**What you will do:**
From the data below, retype exactly the lines starting with the one that contains "This is a good" and ending with the one that contains "PR #1782, opened 2024-07-11", both included.

(Data entries)
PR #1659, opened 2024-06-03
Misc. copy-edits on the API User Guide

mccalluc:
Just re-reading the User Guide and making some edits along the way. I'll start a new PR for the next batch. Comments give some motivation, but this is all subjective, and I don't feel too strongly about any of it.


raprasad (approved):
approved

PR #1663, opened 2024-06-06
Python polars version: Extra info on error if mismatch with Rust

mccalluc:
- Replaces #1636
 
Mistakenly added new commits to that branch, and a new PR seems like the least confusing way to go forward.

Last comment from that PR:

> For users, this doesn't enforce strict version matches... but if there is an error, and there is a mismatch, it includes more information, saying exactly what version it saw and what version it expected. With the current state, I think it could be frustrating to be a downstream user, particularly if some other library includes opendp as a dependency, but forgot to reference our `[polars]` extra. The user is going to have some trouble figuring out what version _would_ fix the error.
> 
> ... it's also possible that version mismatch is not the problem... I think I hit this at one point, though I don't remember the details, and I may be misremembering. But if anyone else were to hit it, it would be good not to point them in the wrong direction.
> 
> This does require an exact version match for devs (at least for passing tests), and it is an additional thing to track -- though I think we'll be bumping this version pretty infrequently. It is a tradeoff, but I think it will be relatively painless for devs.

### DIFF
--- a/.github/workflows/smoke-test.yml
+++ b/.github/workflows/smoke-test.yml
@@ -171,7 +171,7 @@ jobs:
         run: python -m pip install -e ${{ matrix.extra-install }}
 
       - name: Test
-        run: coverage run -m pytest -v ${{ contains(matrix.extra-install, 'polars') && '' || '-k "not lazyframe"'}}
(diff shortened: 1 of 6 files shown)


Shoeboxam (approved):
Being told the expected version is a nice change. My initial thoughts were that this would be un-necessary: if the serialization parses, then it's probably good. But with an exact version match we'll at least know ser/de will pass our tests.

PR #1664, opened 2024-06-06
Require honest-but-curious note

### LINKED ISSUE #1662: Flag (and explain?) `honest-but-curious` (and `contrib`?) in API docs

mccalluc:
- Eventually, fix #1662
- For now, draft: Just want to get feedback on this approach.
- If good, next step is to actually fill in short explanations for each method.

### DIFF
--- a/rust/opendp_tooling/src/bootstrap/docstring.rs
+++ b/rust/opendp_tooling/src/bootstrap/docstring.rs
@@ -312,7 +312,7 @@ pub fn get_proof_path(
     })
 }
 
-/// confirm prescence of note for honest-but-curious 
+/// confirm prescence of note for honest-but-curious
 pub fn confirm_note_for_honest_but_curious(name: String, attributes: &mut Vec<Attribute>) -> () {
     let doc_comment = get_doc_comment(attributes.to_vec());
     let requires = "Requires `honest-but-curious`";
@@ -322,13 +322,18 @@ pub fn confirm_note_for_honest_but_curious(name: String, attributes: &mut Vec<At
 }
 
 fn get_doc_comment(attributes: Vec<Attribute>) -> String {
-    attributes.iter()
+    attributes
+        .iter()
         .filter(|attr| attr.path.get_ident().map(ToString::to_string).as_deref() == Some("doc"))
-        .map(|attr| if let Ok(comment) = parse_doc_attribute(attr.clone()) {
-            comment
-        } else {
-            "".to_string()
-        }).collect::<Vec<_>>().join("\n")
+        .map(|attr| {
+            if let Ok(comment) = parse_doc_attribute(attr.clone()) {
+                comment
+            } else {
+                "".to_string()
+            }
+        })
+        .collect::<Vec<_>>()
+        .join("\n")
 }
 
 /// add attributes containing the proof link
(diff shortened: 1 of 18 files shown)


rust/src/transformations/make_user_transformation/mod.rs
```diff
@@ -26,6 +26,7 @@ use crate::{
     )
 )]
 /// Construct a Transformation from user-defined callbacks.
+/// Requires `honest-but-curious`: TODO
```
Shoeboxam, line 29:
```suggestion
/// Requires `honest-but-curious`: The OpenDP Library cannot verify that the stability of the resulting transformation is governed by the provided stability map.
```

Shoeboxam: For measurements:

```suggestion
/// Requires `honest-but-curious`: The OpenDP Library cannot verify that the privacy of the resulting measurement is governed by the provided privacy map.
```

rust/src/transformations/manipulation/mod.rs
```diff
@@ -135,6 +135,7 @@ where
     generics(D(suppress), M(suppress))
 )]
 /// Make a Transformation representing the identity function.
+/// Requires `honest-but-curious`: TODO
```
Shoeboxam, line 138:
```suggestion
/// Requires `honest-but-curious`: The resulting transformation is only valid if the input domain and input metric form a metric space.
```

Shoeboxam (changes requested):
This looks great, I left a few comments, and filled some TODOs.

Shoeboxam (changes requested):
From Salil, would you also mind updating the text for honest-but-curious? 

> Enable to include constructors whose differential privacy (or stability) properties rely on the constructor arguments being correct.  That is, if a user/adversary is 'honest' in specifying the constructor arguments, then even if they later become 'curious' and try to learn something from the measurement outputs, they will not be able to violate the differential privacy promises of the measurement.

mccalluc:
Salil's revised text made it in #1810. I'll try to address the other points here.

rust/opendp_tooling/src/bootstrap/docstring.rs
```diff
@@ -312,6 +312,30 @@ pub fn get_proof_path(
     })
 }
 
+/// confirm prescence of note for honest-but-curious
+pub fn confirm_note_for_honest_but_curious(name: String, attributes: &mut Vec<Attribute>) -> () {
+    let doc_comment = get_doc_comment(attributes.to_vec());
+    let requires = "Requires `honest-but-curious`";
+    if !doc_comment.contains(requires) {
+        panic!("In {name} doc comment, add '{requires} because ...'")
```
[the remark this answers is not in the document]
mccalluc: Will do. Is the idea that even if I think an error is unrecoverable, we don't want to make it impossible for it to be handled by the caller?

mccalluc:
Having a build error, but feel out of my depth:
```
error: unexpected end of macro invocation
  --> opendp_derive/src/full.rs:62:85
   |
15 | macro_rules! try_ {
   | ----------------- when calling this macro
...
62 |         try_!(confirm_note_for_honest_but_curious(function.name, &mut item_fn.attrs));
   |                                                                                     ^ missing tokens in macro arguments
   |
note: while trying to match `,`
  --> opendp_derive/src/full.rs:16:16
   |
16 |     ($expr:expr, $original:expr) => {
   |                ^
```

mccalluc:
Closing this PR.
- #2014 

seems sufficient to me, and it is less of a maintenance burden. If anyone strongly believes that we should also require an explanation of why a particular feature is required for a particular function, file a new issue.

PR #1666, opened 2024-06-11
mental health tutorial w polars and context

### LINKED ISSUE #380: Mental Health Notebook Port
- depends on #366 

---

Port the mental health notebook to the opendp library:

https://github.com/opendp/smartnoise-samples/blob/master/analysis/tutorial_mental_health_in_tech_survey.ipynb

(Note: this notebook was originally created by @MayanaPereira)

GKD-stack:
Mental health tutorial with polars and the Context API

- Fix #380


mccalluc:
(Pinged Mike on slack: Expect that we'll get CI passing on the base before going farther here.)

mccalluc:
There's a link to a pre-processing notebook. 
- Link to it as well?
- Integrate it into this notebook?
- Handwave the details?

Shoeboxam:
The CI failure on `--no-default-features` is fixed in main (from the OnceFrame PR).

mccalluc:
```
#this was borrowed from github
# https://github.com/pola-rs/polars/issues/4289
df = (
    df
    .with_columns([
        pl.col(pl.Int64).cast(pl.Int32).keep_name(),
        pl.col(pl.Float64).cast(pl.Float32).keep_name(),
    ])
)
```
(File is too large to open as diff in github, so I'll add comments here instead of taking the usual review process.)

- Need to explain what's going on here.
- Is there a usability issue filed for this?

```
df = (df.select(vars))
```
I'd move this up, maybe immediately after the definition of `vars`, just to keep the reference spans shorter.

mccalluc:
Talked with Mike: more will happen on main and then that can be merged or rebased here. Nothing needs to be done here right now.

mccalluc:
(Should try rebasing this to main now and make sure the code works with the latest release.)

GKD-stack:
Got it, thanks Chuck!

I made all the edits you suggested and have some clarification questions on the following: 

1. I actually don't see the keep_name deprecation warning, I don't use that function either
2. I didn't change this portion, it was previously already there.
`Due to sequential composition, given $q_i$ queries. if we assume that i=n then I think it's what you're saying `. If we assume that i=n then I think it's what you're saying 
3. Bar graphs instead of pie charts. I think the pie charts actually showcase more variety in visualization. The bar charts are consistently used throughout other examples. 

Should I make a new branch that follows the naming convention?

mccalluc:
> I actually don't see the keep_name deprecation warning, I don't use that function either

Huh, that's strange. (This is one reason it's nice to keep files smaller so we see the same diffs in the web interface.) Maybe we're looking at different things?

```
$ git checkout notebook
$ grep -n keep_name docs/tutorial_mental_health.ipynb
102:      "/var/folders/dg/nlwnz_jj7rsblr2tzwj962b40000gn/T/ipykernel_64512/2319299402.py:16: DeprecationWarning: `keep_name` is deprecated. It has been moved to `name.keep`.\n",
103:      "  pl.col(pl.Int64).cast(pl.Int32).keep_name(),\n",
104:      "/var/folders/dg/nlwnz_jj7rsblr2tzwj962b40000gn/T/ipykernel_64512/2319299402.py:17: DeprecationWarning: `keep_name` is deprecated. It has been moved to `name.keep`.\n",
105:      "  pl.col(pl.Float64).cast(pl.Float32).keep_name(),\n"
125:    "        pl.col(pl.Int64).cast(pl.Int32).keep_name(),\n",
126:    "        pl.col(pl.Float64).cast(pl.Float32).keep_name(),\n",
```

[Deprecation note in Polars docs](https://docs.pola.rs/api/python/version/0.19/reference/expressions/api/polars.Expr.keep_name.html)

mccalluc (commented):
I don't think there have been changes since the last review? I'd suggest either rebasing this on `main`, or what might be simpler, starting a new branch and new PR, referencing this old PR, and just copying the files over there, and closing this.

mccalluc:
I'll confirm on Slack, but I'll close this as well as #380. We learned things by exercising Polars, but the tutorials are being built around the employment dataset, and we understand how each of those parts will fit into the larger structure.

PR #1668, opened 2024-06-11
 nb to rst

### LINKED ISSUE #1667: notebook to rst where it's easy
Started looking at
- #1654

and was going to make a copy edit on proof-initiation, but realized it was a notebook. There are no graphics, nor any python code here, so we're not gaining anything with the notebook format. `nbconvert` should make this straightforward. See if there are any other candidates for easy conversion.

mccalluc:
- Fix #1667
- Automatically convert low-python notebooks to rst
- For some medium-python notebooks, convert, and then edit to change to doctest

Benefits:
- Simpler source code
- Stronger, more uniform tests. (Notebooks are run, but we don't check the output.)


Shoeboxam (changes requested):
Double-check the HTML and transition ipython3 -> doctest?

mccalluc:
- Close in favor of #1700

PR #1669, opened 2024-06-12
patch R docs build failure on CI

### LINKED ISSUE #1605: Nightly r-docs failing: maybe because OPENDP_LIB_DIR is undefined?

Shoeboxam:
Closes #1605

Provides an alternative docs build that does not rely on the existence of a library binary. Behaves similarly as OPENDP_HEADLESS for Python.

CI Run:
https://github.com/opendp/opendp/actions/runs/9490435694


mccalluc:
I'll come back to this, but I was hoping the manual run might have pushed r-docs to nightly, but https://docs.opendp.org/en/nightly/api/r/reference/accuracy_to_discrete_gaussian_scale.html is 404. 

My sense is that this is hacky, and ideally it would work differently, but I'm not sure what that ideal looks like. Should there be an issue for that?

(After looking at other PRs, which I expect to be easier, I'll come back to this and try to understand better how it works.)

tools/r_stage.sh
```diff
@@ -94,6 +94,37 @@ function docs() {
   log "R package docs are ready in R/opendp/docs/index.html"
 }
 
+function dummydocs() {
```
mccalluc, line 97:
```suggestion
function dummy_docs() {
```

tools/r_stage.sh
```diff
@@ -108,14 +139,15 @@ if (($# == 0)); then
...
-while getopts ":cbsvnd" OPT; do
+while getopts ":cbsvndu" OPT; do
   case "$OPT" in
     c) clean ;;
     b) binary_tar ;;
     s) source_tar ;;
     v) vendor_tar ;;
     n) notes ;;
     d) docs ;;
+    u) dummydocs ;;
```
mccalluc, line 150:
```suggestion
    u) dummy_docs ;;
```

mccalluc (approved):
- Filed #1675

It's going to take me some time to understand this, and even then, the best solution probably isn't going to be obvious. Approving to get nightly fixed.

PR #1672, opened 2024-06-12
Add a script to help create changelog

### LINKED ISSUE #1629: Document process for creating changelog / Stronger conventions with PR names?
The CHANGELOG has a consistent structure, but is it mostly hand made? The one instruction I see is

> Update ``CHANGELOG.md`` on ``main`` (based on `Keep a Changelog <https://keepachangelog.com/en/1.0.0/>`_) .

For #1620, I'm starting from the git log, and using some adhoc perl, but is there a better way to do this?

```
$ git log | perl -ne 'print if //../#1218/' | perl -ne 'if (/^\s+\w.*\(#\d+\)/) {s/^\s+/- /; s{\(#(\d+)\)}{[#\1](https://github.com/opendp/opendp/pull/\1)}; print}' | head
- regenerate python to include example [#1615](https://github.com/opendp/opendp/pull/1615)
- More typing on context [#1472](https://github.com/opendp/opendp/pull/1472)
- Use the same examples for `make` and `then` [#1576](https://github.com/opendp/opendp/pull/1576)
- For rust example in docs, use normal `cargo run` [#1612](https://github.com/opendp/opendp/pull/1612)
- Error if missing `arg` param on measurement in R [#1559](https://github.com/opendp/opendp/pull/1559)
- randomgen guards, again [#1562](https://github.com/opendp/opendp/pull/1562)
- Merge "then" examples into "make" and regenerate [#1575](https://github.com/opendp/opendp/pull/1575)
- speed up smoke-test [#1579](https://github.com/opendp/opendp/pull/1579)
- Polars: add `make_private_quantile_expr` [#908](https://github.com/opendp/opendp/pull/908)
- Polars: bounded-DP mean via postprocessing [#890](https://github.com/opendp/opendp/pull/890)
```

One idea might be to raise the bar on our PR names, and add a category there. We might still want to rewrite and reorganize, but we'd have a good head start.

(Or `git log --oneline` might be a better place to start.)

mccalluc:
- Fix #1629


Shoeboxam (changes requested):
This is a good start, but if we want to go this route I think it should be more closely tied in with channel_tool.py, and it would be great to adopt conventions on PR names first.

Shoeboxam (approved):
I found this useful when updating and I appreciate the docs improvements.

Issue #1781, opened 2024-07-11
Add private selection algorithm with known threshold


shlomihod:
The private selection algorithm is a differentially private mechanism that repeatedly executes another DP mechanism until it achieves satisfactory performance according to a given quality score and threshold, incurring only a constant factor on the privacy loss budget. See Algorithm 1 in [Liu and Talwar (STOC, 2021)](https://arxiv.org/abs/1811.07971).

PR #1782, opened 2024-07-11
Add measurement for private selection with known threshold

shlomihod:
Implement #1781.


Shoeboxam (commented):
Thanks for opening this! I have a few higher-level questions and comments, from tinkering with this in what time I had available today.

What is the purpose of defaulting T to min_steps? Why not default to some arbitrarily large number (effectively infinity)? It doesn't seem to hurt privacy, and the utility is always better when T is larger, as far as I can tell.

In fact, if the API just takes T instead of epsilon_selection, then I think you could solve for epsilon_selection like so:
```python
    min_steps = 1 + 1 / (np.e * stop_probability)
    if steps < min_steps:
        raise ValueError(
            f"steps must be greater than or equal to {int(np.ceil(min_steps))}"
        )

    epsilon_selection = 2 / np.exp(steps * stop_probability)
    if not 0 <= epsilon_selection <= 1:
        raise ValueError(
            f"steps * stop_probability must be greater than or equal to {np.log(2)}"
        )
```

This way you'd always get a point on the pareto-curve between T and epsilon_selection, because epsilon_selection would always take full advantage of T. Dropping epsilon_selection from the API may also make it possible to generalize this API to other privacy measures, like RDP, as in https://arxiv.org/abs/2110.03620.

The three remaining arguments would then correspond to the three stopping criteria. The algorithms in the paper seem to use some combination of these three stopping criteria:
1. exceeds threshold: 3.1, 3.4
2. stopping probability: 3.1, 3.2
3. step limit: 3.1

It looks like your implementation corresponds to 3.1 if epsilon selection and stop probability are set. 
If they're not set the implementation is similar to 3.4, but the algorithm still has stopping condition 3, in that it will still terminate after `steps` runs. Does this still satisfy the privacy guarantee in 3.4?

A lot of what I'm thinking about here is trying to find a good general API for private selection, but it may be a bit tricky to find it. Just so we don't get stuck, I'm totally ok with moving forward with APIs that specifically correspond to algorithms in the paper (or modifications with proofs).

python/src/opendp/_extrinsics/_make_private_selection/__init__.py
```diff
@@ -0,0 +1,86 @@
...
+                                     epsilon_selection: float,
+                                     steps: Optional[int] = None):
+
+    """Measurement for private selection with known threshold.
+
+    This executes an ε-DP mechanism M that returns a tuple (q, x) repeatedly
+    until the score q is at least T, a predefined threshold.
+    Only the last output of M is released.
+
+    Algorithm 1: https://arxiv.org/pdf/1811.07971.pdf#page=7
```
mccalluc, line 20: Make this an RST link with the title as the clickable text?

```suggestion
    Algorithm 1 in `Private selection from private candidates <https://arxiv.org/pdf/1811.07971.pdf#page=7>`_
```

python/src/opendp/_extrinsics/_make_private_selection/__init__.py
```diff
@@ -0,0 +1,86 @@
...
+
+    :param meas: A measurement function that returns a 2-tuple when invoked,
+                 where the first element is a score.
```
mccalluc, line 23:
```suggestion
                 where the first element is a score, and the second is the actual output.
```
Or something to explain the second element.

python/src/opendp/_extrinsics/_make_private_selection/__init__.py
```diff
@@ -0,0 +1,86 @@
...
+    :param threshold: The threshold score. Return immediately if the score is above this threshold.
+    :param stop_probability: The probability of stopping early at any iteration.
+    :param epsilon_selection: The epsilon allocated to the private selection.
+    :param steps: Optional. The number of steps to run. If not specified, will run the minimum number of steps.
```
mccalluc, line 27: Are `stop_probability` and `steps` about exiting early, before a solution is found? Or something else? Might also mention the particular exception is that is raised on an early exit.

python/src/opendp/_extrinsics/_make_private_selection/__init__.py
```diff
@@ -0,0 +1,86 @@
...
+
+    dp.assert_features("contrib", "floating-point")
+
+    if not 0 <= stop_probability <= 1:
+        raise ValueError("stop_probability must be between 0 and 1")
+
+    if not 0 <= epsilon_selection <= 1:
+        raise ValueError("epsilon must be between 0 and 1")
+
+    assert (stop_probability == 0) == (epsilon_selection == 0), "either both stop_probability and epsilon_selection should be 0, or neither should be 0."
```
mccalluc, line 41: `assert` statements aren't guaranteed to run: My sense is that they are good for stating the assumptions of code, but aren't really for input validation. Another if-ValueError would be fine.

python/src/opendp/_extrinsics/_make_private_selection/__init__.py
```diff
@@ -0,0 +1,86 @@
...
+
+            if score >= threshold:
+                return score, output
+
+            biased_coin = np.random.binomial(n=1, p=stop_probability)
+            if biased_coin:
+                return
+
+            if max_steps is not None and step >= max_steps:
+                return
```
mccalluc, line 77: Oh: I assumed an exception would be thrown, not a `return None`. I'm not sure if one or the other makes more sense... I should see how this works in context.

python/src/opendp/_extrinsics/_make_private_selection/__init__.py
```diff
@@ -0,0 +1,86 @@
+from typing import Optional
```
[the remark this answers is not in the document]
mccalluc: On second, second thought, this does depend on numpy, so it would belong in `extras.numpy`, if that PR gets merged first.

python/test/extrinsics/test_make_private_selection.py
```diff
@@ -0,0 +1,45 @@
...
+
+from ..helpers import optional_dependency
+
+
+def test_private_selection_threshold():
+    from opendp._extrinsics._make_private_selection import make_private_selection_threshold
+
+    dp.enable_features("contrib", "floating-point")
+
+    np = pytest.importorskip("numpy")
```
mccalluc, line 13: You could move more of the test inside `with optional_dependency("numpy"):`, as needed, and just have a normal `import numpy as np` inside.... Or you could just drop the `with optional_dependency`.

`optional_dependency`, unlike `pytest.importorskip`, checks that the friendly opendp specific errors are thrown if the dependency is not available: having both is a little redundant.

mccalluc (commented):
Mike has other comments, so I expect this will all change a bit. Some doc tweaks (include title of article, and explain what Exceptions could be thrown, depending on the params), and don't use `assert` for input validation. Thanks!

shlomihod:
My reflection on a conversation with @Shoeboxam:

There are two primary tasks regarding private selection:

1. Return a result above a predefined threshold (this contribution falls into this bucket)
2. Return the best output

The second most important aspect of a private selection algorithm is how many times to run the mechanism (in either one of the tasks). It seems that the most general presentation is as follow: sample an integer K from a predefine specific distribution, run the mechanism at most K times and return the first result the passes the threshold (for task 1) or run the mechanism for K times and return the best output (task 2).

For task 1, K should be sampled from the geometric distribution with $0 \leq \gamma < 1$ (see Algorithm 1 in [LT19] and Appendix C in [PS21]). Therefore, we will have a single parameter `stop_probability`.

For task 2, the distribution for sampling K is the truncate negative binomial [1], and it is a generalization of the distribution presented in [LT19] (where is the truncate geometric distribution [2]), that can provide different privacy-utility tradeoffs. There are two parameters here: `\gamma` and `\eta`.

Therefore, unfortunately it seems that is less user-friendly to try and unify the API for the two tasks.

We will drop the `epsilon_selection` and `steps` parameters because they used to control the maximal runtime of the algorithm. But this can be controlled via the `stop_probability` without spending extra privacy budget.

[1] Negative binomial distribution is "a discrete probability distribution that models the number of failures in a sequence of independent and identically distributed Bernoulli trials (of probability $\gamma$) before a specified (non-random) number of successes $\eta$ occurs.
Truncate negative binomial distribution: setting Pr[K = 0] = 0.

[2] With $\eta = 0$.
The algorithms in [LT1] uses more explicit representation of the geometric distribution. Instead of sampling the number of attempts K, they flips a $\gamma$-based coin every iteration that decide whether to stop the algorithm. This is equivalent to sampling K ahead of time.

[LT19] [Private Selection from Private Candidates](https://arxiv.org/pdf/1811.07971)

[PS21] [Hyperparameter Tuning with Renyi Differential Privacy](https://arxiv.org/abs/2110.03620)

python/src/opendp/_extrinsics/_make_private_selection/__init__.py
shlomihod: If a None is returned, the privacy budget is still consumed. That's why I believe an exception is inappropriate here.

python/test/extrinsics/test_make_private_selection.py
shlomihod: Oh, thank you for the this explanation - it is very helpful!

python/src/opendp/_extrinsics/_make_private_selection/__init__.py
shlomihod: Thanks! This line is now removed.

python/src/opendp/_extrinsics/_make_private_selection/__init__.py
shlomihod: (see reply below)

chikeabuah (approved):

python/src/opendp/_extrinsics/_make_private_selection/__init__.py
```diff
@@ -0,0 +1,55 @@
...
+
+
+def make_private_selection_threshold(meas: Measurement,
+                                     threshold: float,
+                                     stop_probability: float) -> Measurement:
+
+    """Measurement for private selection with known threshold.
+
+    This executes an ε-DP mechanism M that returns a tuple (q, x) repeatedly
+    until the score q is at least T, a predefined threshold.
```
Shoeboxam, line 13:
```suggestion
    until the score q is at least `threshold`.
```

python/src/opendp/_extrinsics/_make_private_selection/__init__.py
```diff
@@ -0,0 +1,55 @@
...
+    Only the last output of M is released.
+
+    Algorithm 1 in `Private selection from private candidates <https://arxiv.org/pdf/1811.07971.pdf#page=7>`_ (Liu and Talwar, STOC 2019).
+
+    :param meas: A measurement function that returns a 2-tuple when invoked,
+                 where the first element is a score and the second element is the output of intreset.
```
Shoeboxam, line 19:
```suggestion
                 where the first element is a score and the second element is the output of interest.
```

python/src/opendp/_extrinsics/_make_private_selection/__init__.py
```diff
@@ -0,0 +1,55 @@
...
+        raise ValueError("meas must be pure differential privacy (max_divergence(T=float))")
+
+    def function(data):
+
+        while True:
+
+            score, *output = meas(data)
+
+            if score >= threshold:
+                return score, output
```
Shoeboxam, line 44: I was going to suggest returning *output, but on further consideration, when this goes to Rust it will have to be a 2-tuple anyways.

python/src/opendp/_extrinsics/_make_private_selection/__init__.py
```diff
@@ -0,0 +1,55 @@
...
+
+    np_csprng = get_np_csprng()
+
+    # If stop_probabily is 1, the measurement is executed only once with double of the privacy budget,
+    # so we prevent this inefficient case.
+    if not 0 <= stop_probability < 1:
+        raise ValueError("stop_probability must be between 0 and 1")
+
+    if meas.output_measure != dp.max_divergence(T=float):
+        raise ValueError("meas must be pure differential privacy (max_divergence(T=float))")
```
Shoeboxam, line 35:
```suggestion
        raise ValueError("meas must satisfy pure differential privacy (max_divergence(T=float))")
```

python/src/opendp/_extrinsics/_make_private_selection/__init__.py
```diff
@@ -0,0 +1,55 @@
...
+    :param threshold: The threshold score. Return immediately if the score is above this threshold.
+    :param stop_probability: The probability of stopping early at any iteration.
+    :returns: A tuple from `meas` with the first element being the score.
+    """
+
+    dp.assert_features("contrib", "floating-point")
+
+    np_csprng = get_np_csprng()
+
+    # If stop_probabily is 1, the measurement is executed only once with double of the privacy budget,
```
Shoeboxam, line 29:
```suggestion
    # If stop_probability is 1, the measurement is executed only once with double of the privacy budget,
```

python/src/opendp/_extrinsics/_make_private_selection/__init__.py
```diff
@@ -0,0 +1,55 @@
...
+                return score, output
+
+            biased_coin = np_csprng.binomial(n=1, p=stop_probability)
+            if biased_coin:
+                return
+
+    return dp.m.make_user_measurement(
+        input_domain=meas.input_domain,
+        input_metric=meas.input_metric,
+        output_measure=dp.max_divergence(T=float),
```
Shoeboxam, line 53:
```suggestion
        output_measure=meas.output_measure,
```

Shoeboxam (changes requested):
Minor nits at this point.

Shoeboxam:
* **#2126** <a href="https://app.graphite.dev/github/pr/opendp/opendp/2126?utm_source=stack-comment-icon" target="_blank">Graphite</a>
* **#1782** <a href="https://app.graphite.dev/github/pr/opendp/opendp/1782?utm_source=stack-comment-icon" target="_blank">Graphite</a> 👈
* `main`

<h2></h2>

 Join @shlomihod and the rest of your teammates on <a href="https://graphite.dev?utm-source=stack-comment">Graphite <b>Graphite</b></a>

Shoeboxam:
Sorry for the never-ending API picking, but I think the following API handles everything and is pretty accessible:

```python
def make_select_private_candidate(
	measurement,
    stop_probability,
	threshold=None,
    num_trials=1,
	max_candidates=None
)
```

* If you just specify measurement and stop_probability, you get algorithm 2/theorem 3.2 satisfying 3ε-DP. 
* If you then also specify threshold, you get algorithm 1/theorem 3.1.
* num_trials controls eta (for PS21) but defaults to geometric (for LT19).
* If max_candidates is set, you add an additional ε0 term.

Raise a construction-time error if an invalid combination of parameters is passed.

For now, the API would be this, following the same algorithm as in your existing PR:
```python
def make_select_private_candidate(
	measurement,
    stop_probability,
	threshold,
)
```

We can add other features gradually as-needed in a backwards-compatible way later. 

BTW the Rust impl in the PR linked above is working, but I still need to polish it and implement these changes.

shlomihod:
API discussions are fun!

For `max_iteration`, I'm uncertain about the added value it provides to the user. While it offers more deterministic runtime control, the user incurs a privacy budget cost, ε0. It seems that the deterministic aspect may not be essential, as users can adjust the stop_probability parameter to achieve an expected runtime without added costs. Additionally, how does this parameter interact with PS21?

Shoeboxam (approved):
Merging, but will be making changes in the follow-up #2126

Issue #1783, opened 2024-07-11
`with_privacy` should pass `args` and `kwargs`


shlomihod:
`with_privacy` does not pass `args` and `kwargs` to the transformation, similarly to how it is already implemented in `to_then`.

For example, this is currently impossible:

**Solution for this exercise:**
This is a good start, but if we want to go this route I think it should be more closely tied in with channel_tool.py, and it would be great to adopt conventions on PR names first.

Shoeboxam (approved):
I found this useful when updating and I appreciate the docs improvements.

Issue #1781, opened 2024-07-11
Add private selection algorithm with known threshold


shlomihod:
The private selection algorithm is a differentially private mechanism that repeatedly executes another DP mechanism until it achieves satisfactory performance according to a given quality score and threshold, incurring only a constant factor on the privacy loss budget. See Algorithm 1 in [Liu and Talwar (STOC, 2021)](https://arxiv.org/abs/1811.07971).

PR #1782, opened 2024-07-11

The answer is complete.